Problem to work on:
Across the whole listing, state how many lines include "those". Add nothing to that number.
BEGIN Supplied material
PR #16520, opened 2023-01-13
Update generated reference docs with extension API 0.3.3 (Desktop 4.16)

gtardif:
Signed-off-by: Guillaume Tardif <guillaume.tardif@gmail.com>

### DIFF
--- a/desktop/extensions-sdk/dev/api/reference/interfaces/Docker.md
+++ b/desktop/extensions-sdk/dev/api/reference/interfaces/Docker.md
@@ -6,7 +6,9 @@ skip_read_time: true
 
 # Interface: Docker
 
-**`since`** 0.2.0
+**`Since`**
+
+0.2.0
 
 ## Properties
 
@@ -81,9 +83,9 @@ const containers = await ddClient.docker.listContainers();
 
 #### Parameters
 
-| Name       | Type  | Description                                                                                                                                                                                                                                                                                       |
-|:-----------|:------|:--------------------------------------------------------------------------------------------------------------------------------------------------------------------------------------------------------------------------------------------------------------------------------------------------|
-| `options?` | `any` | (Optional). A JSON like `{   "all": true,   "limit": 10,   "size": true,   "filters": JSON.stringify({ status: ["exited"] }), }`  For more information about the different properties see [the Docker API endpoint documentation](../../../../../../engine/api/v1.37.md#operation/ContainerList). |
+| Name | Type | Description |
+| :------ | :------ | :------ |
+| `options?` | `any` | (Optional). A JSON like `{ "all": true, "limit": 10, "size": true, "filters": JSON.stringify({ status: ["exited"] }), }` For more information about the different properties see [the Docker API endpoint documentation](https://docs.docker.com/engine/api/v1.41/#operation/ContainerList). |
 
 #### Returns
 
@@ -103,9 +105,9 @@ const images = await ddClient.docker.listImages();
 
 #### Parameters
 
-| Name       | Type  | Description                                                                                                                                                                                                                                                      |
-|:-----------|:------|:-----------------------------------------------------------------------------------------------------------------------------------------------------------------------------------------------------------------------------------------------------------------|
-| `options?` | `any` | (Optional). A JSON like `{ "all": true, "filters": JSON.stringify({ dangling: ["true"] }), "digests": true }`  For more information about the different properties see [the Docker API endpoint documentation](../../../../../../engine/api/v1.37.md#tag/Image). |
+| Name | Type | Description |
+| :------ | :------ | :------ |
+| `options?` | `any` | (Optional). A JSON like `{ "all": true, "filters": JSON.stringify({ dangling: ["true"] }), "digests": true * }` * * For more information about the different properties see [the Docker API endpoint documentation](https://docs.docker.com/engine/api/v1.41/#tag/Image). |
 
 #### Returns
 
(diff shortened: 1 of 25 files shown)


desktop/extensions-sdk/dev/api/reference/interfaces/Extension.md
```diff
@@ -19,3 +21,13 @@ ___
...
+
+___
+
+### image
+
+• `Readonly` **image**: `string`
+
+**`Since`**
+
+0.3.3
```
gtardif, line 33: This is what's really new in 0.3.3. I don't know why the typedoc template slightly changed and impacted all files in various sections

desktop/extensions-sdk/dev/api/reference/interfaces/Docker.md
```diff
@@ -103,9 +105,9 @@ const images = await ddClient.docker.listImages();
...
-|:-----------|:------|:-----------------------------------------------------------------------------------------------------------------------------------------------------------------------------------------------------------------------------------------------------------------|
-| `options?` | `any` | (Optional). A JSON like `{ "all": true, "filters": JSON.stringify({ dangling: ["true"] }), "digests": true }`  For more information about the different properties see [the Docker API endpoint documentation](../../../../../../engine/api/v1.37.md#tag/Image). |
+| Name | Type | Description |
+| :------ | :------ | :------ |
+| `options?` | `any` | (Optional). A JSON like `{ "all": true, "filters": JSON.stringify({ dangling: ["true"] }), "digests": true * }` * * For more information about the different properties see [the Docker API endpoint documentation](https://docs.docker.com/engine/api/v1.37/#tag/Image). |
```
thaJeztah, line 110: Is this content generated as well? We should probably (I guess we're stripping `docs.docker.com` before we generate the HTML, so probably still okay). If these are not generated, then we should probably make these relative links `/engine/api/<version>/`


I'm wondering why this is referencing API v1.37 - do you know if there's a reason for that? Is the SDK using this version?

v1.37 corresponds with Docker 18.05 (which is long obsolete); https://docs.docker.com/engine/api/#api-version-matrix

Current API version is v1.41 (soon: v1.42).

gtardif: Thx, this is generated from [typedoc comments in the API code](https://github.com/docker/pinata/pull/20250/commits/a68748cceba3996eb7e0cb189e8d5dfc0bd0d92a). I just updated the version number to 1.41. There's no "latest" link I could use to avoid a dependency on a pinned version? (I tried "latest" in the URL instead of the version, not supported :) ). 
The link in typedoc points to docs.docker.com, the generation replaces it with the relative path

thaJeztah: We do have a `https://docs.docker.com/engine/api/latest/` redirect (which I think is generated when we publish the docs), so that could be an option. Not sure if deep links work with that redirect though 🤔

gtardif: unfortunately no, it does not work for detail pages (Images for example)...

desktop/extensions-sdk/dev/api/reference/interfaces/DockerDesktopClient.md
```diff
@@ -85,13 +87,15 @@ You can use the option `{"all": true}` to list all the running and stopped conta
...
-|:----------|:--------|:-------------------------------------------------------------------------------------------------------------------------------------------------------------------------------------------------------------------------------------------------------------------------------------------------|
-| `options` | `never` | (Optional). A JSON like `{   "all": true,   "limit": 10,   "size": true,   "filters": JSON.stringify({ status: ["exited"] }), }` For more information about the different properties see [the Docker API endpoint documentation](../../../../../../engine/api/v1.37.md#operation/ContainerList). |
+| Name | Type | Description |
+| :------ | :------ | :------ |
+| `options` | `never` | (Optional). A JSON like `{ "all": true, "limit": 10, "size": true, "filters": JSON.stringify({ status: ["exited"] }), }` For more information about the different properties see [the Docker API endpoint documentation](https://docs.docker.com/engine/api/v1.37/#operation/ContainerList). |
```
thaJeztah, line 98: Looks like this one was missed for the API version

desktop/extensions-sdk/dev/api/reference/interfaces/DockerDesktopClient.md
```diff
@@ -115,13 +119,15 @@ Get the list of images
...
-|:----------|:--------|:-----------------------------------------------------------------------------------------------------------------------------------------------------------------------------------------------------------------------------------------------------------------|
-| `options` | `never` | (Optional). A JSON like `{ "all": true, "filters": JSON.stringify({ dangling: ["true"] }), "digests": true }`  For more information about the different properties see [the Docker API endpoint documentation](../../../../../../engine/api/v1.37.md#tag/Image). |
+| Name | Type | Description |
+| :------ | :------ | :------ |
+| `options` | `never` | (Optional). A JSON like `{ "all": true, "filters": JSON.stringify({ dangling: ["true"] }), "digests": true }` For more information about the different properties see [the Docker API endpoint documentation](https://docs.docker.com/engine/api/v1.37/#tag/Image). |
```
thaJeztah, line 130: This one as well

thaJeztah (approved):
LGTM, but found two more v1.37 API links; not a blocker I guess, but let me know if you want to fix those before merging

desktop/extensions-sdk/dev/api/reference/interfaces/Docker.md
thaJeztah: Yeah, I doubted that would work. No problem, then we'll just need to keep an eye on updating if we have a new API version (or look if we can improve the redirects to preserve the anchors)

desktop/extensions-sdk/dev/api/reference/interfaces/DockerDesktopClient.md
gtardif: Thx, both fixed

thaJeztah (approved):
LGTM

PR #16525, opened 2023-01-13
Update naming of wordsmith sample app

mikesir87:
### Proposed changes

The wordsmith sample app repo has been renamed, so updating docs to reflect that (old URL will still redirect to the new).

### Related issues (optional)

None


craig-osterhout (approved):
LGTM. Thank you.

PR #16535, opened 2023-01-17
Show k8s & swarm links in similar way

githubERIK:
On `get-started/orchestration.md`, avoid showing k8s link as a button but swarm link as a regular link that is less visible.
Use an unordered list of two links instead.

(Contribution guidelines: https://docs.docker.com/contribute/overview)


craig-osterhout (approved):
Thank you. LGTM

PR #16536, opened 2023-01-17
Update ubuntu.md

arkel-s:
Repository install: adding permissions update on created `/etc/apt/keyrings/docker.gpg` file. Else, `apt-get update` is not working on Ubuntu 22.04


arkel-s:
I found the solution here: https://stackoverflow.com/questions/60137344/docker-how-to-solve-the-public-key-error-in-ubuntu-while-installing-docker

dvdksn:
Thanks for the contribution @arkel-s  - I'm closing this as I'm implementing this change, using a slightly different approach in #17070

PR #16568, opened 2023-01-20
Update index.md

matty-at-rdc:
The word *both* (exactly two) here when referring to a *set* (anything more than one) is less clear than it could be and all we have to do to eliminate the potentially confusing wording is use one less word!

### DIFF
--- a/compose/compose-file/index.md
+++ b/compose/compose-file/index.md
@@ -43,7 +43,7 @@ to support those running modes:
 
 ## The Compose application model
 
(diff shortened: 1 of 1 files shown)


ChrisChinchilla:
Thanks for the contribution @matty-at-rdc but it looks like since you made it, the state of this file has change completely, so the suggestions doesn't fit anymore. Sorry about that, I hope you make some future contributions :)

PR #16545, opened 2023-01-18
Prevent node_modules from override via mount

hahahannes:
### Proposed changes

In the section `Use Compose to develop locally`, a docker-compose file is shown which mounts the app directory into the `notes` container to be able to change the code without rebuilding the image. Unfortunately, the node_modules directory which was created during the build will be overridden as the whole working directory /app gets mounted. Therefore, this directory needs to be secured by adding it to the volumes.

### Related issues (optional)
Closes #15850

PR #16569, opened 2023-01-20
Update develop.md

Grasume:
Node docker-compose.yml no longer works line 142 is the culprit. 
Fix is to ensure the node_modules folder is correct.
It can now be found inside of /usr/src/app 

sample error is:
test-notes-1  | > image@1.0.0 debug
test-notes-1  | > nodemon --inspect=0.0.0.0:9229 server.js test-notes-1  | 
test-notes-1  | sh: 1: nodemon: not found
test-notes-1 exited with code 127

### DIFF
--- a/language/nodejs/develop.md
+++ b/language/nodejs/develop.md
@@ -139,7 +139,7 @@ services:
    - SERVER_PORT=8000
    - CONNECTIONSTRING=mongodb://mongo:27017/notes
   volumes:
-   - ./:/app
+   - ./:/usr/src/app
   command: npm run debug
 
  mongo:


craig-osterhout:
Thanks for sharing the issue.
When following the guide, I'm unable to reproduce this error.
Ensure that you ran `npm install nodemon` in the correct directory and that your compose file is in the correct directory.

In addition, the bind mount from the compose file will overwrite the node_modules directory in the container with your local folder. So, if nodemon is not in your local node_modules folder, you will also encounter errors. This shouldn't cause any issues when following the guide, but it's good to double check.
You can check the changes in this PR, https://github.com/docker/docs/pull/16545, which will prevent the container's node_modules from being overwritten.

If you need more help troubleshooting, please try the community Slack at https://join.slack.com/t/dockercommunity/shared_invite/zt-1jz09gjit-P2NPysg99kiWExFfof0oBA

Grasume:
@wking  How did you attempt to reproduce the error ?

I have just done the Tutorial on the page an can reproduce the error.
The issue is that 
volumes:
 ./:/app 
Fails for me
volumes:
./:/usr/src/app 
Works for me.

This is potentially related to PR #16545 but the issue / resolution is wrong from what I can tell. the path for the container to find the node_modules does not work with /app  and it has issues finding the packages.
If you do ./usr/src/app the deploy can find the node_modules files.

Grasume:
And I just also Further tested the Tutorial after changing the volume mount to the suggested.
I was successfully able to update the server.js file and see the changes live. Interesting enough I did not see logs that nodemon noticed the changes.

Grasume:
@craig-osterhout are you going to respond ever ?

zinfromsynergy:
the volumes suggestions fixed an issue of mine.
END Supplied material
Exercise answer:
2